:: What to produce ::
For the material below, count each line where the string "nSigmaBright" appears, then return the total alone.

☆ ☆ ☆ ☆

PR #178, opened 2023-04-03
DM-37684: Enable cp_pipe defect code to run on combined exposures

plazas:


python/lsst/cp/pipe/defects.py
```diff
@@ -74,6 +77,23 @@ class MeasureDefectsTaskConfig(pipeBase.PipelineTaskConfig,
...
+        default='STDEV',
+        allowed={'STDEV': "Use number of sigma given standard deviation.",
+                 'VALUE': "Use pixel value."},
+    )
+    darkCurrentThreshold = pexConfig.Field(
+        dtype=float,
+        doc="Dark current threshold (in e-/sec) to define hot/bright pixels in dark images.",
+        default=5,
+    )
+    fracThreshold = pexConfig.Field(
```
erykoff, line 92: This should probably be something like `flatFracThreshold`

python/lsst/cp/pipe/defects.py
```diff
@@ -74,6 +77,23 @@ class MeasureDefectsTaskConfig(pipeBase.PipelineTaskConfig,
...
+    thresholdType = pexConfig.ChoiceField(
+        dtype=str,
+        doc=("Defects threshold type: 'STDEV' or `VALUE`."),
+        default='STDEV',
+        allowed={'STDEV': "Use number of sigma given standard deviation.",
+                 'VALUE': "Use pixel value."},
+    )
+    darkCurrentThreshold = pexConfig.Field(
+        dtype=float,
+        doc="Dark current threshold (in e-/sec) to define hot/bright pixels in dark images.",
```
erykoff, line 89: Is this only applicable if `thresholdType='Value'`?  If so it should be in the docstring.

python/lsst/cp/pipe/defects.py
```diff
@@ -74,6 +77,23 @@ class MeasureDefectsTaskConfig(pipeBase.PipelineTaskConfig,
...
+        default=5,
+    )
+    fracThreshold = pexConfig.Field(
+        dtype=float,
+        doc="Fractional threshold to define cold/dark pixels in flat images.",
```
erykoff, line 94: Same as above on the docstring.

python/lsst/cp/pipe/defects.py
```diff
@@ -190,7 +208,7 @@ def _nPixFromDefects(defects):
             nPix += defect.getBBox().getArea()
         return nPix
 
-    def findHotAndColdPixels(self, exp, nSigma):
+    def findHotAndColdPixels(self, exp):
```
erykoff, line 211: A small thing, but if this is not a public interface (and if we can change the interface like this I hope not!) then we can make it `_findHotAndColdPixels`.

python/lsst/cp/pipe/defects.py
```diff
@@ -238,10 +253,41 @@ def findHotAndColdPixels(self, exp, nSigma):
...
+            meanClip = afwMath.makeStatistics(ampImg, afwMath.MEANCLIP, ).getValue()
+            ampImg -= meanClip
 
+            # Determine thresholds
+            stDev = afwMath.makeStatistics(ampImg, afwMath.STDEVCLIP, ).getValue()
+            expTime = exp.getInfo().getVisitInfo().getExposureTime()
+            thresholdType = self.config.thresholdType
+            datasetType = exp.getMetadata().get('IMGTYPE', 'UNKNOWN')
+            if thresholdType == 'VALUE':
+                hotPixelThreshold = self.config.darkCurrentThreshold*expTime/amp.getGain()
```
erykoff, line 265: I would think that in the `value` land, the hot pixel threshold is for darks only, and the cold pixel threshold is for flats only.  (This is certainly what was done by EOtest in the past, and what has been vetted so far.)

python/lsst/cp/pipe/defects.py
```diff
@@ -238,10 +253,41 @@ def findHotAndColdPixels(self, exp, nSigma):
...
+                coldPixelThreshold = self.config.nSigmaDark
+                if datasetType.lower() == 'dark':
+                    nSigmaList = [hotPixelThreshold]
+                else:
+                    nSigmaList = [hotPixelThreshold, coldPixelThreshold]
+
+            # Go back to pixel values to provide log info below
+            valuesList = [np.array(nSigmaList[0])*stDev*amp.getGain()/expTime]
+            if len(nSigmaList) == 2:
+                valuesList.append(np.array(nSigmaList[1])*stDev/meanClip + 1.)
```
erykoff, line 284: I don't understand the above computations or why scalars are wrapped in an `np.array`.  We have the hot and cold pixel thresholds above, and maybe this is reverse engineering that, with very specific assumptions.  Or the calculations could be done in the `else` block above.  But they really are just "hot" and "cold" values and they are not the same so shouldn't be listed together.

python/lsst/cp/pipe/defects.py
```diff
@@ -716,3 +762,154 @@ def run(self, inputDefects, camera):
...
+
+# Subclass the MergeDefects task to reduce the input dimensions
+# from ("instrument", "detector", "exposure") to
+# ("instrument", "detector").
+
+
+class MergeDefectsCombinedConnections(MergeDefectsConnections,
+                                      dimensions=("instrument", "detector")):
+    inputDefects = cT.Input(
+        name="singleExpDefects",
```
erykoff, line 774: This name should be `cpBrightPartialDefectsCombined` as defined in the default pipeline, and then the pipeline doesn't need the override.  That is, the default shouldn't be useless and immediately overridden.  However, I don't know if I like the name.  Are these *bright* defects or are they defects from the *dark*.  E.g, should it be `cpPartialDefectsFromDarkCombined` or some combination of those words?

python/lsst/cp/pipe/defects.py
```diff
@@ -716,3 +762,154 @@ def run(self, inputDefects, camera):
...
+        doc="Measured defect lists.",
+        storageClass="Defects",
+        dimensions=("instrument", "detector",),
+        multiple=False,
+    )
+    secondaryInputDefects = cT.Input(
+        name="AdditionalSingleExpDefects",
```
erykoff, line 781: This default name should be `cpPartialDefectsCombinedWithFilter`.  Or maybe `cpPartialDefectsFromFlatCombined` and that implies the filter.  Furthermore, I don't know how this works ... are we only doing one flat combination in here, or does this need to support `physical_filter` dimension and `multiple=True`?

python/lsst/cp/pipe/defects.py
```diff
@@ -716,3 +762,154 @@ def run(self, inputDefects, camera):
...
+        name='camera',
+        doc="Camera associated with this exposure.",
+        storageClass="Camera",
+        dimensions=("instrument", ),
+        isCalibration=True,
+        lookupFunction=lookupStaticCalibration,
+    )
+
+    outputDefects = cT.Output(
+        name="combinedExpDefects",
```
erykoff, line 854: This name should be the default instead of in the pipeline (and should match `cpPartialDefectsFromDarkCombined` or whatever we settle on).

python/lsst/cp/pipe/defects.py
```diff
@@ -716,3 +762,154 @@ def run(self, inputDefects, camera):
...
```
erykoff, line 896: This name should be the default instead of in the pipeline (and should match `cpPartialDefectsFromFlatCombined ` or whatever we settle on).

python/lsst/cp/pipe/defects.py
```diff
@@ -716,3 +762,154 @@ def run(self, inputDefects, camera):
...
+        doc="Output measured defects.",
+        storageClass="Defects",
+        dimensions=("instrument", "detector"),
```
erykoff, line 899: Doesn't this need the `physical_filter` dimension, or else you could clobber yourself if you ran multiple filters of data through the defect pipeline?

tests/test_defects.py
```diff
@@ -701,8 +698,7 @@ def test_badImage(self):
         config.nPixBorderLeftRight = 0
 
         task = cpPipe.defects.MeasureDefectsTask(config=config)
-        defects = task.findHotAndColdPixels(testImage, [config.nSigmaBright,
-                                                        config.nSigmaDark])
+        defects = task.findHotAndColdPixels(testImage)
```
erykoff, line 701: I don't see any tests for the combined tasks, or the `VALUE` option.

erykoff (changes requested):
Looks like this is coming together, but I think there are some clarifications that need to happen with what the thresholds mean; more tests are required; and probably tests in ci_cpp_gen3; and some care taken with the flat dimensions.

python/lsst/cp/pipe/defects.py
plazas: Correct. But in standard deviation land here in DM and as we have been doing so far, we do have cold and dark pixels from flats. We were discussing this with @czwa, and decided to keep value and stdev lands doing analogous things here in DM. Of course, then this would become a difference in definition with `eoTest` and I have pointed this out to Jim.   
I think we can make a decision here at this point. If we decide to be completely analogous to `eoTest` then we would need to do hot pixels for darks and only cold for flats, both in VALUE and STDEV modes.

python/lsst/cp/pipe/defects.py
plazas: In the `if  thresholdType == 'VALUE'` ... `else` conditional, `nSigmaList` will always have the list of thresholds in `STDEV` units (with a bit of overloading of the name in the first part of the conditional). After the conditional block, we'd like to report in the log both the `STDEV` and equivalent pixel `VALUE` values, so we do that conversion.  We put things in arrays because, in principle, the thresholds are a list (hot a cold for flats, currently) and there is an iteration over that list/array in the algorithm below (we wanted to modify the current algorithm as little as possible).  As for the actual formulas from the thresholds, these come directly from the `eoTest` code. I can add a few more comments explaining the `eoTest` requirements, I think Jim has shared these with us somewhere.

python/lsst/cp/pipe/defects.py
plazas: I can make a config option for this .

python/lsst/cp/pipe/defects.py
plazas: The defects measured from darks are referred to bright or hot (above dark current threshold).  I'll use `cpPartialDefectsFromDarkCombined` and put it in the code, deleting it from the yaml file.

python/lsst/cp/pipe/defects.py
erykoff: This still needs to be updated.

python/lsst/cp/pipe/defects.py
erykoff: This name also needs updating.

python/lsst/cp/pipe/defects.py
```diff
@@ -716,3 +784,154 @@ def run(self, inputDefects, camera):
...
+        # which is what MergeDefectsTask expects.
+        tempList = [inputs['inputDefects'], inputs['secondaryInputDefects']]
+        # Rename inputDefects
+        inputsCombined = {'inputDefects': tempList, 'camera': inputs['camera']}
+
+        outputs = super().run(**inputsCombined)
+        butlerQC.put(outputs, outputRefs)
+
+
+class MeasureDefectsCombinedConnections(MeasureDefectsConnections,
```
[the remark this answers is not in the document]
erykoff: Yes, great point!

python/lsst/cp/pipe/defects.py
plazas: Yes, thanks! I'm working on it.

python/lsst/cp/pipe/defects.py
plazas: I changed the name to `cpPartialDefectsFromFlatCombined`.

plazas: This was failing before and @czwa suggested the solution "with Filter".

python/lsst/cp/pipe/defects.py
plazas: Changed the name to `cpPartialDefectsFromFlatCombined`. What you say about the filter dimension makes sense to me. @czwa , what are your thoughts?

czwa: I hadn't thought of the case where multiple flats could be found.  Keeping the filter dimension makes sense to me now as well.  The associated connection in the merge code needs to be updated as well to match dimensions, but that task can still have dimensions of `(instrument, detector)`.

python/lsst/cp/pipe/defects.py
czwa: I think a config option so we can run in both modes (cold pixels only from flats, or cold and hot both from flats) is the least confusing options.

plazas: I added the config option.

tests/test_defects.py
plazas: I added a new file for the combined defects task that repeats the tests in the existing defects task and added a couple of tests to the `VALUE` option.

pipelines/findDefectsCombined.yaml
```diff
@@ -0,0 +1,15 @@
...
+    config:
+      connections.inputExp: 'dark'
+  measureDefectsFlat:
+    class: lsst.cp.pipe.defects.MeasureDefectsCombinedWithFilterTask
+    config:
+      connections.inputExp: 'flat'
+  mergeDefectsCombined:
+    class: lsst.cp.pipe.defects.MergeDefectsCombinedTask
+    config:
+      connections.mergedDefects: 'defects'
```
erykoff, line 14: This seems like it isn't correct, right?

python/lsst/cp/pipe/defects.py
```diff
@@ -74,16 +77,39 @@ class MeasureDefectsTaskConfig(pipeBase.PipelineTaskConfig,
...
     """
 
+    thresholdType = pexConfig.ChoiceField(
+        dtype=str,
+        doc=("Defects threshold type: 'STDEV' or `VALUE`. If 'VALUE', cold pixels will be found "
+             "in flats, and hot pixels in darks. If 'STDEV', cold and hot pixels will be found "
+             "in flats, and hot pixels in darks."),
+        default='STDEV',
+        allowed={'STDEV': "Use number of sigma given standard deviation.",
+                 'VALUE': "Use pixel value."},
```
erykoff, line 87: Maybe these descriptions should say "for threshold" (but that may be redundant in context).  It just seems a bit terse as it is.

python/lsst/cp/pipe/defects.py
```diff
@@ -74,16 +77,39 @@ class MeasureDefectsTaskConfig(pipeBase.PipelineTaskConfig,
...
+    )
+    darkCurrentThreshold = pexConfig.Field(
+        dtype=float,
+        doc=("If thresholdType='VALUE', dark current threshold (in e-/sec) to define "
+             "hot/bright pixels in dark images."),
```
erykoff, line 92: Should probably add `"Unused if thresholdType==``STDEV``"`.

python/lsst/cp/pipe/defects.py
```diff
@@ -74,16 +77,39 @@ class MeasureDefectsTaskConfig(pipeBase.PipelineTaskConfig,
...
+        default=5,
+    )
+    fracThresholdFlat = pexConfig.Field(
+        dtype=float,
+        doc=("If thresholdType='VALUE', fractional threshold to define cold/dark "
+             "pixels in flat images (fraction of the mean value per amplifier)."),
```
erykoff, line 98: Should probably add `"Unused if thresholdType==``STDEV``"`.

python/lsst/cp/pipe/defects.py
```diff
@@ -74,16 +77,39 @@ class MeasureDefectsTaskConfig(pipeBase.PipelineTaskConfig,
...
+        default=0.8,
+    )
     nSigmaBright = pexConfig.Field(
         dtype=float,
-        doc=("Number of sigma above mean for bright pixel detection. The default value was found to be"
-             " appropriate for some LSST sensors in DM-17490."),
+        doc=("If thresholdType='STDEV', number of sigma above mean for bright/hot "
+             "pixel detection. The default value was found to be "
+             "appropriate for some LSST sensors in DM-17490."),
```
erykoff, line 105: Should probably add `"Unused if thresholdType==``VALUE``.`.

python/lsst/cp/pipe/defects.py
```diff
@@ -74,16 +77,39 @@ class MeasureDefectsTaskConfig(pipeBase.PipelineTaskConfig,
...
         default=4.8,
     )
     nSigmaDark = pexConfig.Field(
         dtype=float,
-        doc=("Number of sigma below mean for dark pixel detection. The default value was found to be"
-             " appropriate for some LSST sensors in DM-17490."),
+        doc=("If thresholdType='STDEV', number of sigma below mean for dark/cold pixel "
+             "detection. The default value was found to be "
+             "appropriate for some LSST sensors in DM-17490."),
```
erykoff, line 112: Should probably add `"Unused if thresholdType==``VALUE``"`.

python/lsst/cp/pipe/defects.py
```diff
@@ -716,3 +858,70 @@ def run(self, inputDefects, camera):
...
+        storageClass="Defects",
+        dimensions=("instrument", "detector",),
+        multiple=False,
+    )
+    secondaryInputDefects = cT.Input(
+        name="cpPartialDefectsFromFlatCombinedWithFilter",
+        doc="Additional measured defect lists.",
+        storageClass="Defects",
+        dimensions=("instrument", "detector", "physical_filter"),
+        multiple=False,
```
erykoff, line 881: Right now we only send one flat in, so this `multiple=False` is okay.  I think this is okay, but I would like to know from @jchiang87 or @czwa if there is any possibility that we would be sending multiple combined flats from different filters through this defect pipeline.

erykoff (commented):
This is very close, a few docstrings to touch up, and a couple of defaults need updating.  I think the new tests are good, and while I was wondering if the new combined defect tests should use VALUE as the default, if STDEV remains the task default then these are correct; and the new VALUE code is tested here.  (Whether we should replace STDEV with VALUE as the default is a bigger question for us and the camera team.)

python/lsst/cp/pipe/defects.py
```diff
@@ -74,16 +77,39 @@ class MeasureDefectsTaskConfig(pipeBase.PipelineTaskConfig,
     """Configuration for measuring defects from a list of exposures
     """
 
+    thresholdType = pexConfig.ChoiceField(
+        dtype=str,
+        doc=("Defects threshold type: 'STDEV' or `VALUE`. If 'VALUE', cold pixels will be found "
+             "in flats, and hot pixels in darks. If 'STDEV', cold and hot pixels will be found "
+             "in flats, and hot pixels in darks."),
```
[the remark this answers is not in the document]
plazas: With @czwa we decided to leave it like this, as trying to use the `eoTest` dark current threshold also as a threshold for hot pixels in the flat didn't seem to work straightforwardly and was creating complications with the tests and definitions.  It should be a more general question for us (camera + DM) to decide whether we keep what `eoTest` or `DM` have been doing so far (as implemented in `VALUE` and `STDEV`). as I have mentioned before.

python/lsst/cp/pipe/defects.py
erykoff: Yeah, something like "Use pixel value to determine detection threshold" or "Use image standard deviation to determine detection threshold" or something like that.

python/lsst/cp/pipe/defects.py
jchiang87: I can't think of any reason for sending multiple combined flats through this pipeline.

python/lsst/cp/pipe/defects.py
```diff
@@ -716,3 +861,70 @@ def run(self, inputDefects, camera):
...
         )
+
+# Subclass the MergeDefects task to reduce the input dimensions
+# from ("instrument", "detector", "exposure") to
+# ("instrument", "detector").
+
+
+class MergeDefectsCombinedConnections(MergeDefectsConnections,
+                                      dimensions=("instrument", "detector")):
+    inputDefects = cT.Input(
```
erykoff, line 872: This is a minor point, and may be irrelevant.  But now that we have different dimensions, I wonder if the name here should be `darkDefects` and the secondary should be `flatDefects`?

tests/test_defectsCombined.py
```diff
@@ -0,0 +1,766 @@
...
+        boxesMeasured = []
+        for defect in defects:
+            boxesMeasured.append(defect.getBBox())
+
+        for expectedBBox in shouldBeFound:
+            self.assertIn(expectedBBox, boxesMeasured)
+
+        shouldBeMissed = self.darkBBoxes[self.onlyEdges] + self.brightBBoxes[self.onlyEdges]
+        for boxMissed in shouldBeMissed:
+            self.assertNotIn(boxMissed, boxesMeasured)
```
erykoff, line 623: How are the tests above here any different from the tests in the original file?  Isn't it only the value tests below that matter?  Or am I missing something?

plazas: They are mostly the same, as I mentioned in another comment above: `I added a new file for the combined defects task that repeats the tests in the existing defects task and added a couple of tests to the VALUE option.`

erykoff: But it looks as if they are identical, so what's different?  I'm trying to figure out if anything is different except for the couple of VALUE tests.  If so, then those are the only tests that are needed here and the duplicated tests should be deleted.  But if something else is different, please let me know!

python/lsst/cp/pipe/defects.py
plazas: I like long and descriptive names, like the ones that are already there: `cpPartialDefectsFromDarkCombined` and `cpPartialDefectsFromFlatCombinedWithFilter`. But I would be happy to change them to what you suggest if you believe that's better. Please let me know.

erykoff: I mean the name on the left side of the equation, `inputDefects` -> `inputDarkDefects` which I think is more descriptive, and below `secondaryInputDefects` -> `inputFlatDefects`.

tests/test_defectsCombined.py
plazas: They are mostly identical. The default class and configurations are the combined ones, e.g., `self.defaultTask = cpPipe.defects.MeasureDefectsCombinedTask()`, in addition to the `VALUE` tests.

python/lsst/cp/pipe/defects.py
plazas: Ah, I see! Yeah, I can change that :)

python/lsst/cp/pipe/defects.py
```diff
@@ -716,3 +861,70 @@ def run(self, inputDefects, camera):
         return pipeBase.Struct(
             mergedDefects=merged,
         )
+
+# Subclass the MergeDefects task to reduce the input dimensions
+# from ("instrument", "detector", "exposure") to
+# ("instrument", "detector").
+
+
+class MergeDefectsCombinedConnections(MergeDefectsConnections,
```
erykoff, line 870: This should not inherit from MergeDefectsConnections, it has different connections.  It should just inherit from the real base class.

tests/test_defectsCombined.py
erykoff: The task is different, but it's a sub-task, and the tests here are only calling the individual methods, and not the task.  So the code paths are essentially identical.  I would remove all of these except for the VALUE tests which are new and useful.  And the combined part of the pipeline (changing connections) is done with ci_cpp_gen3.

plazas: Sounds good. I have implemented and pushed these changes.

erykoff (approved):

☆ ☆ ☆ ☆

:: Solution to this exercise ::
2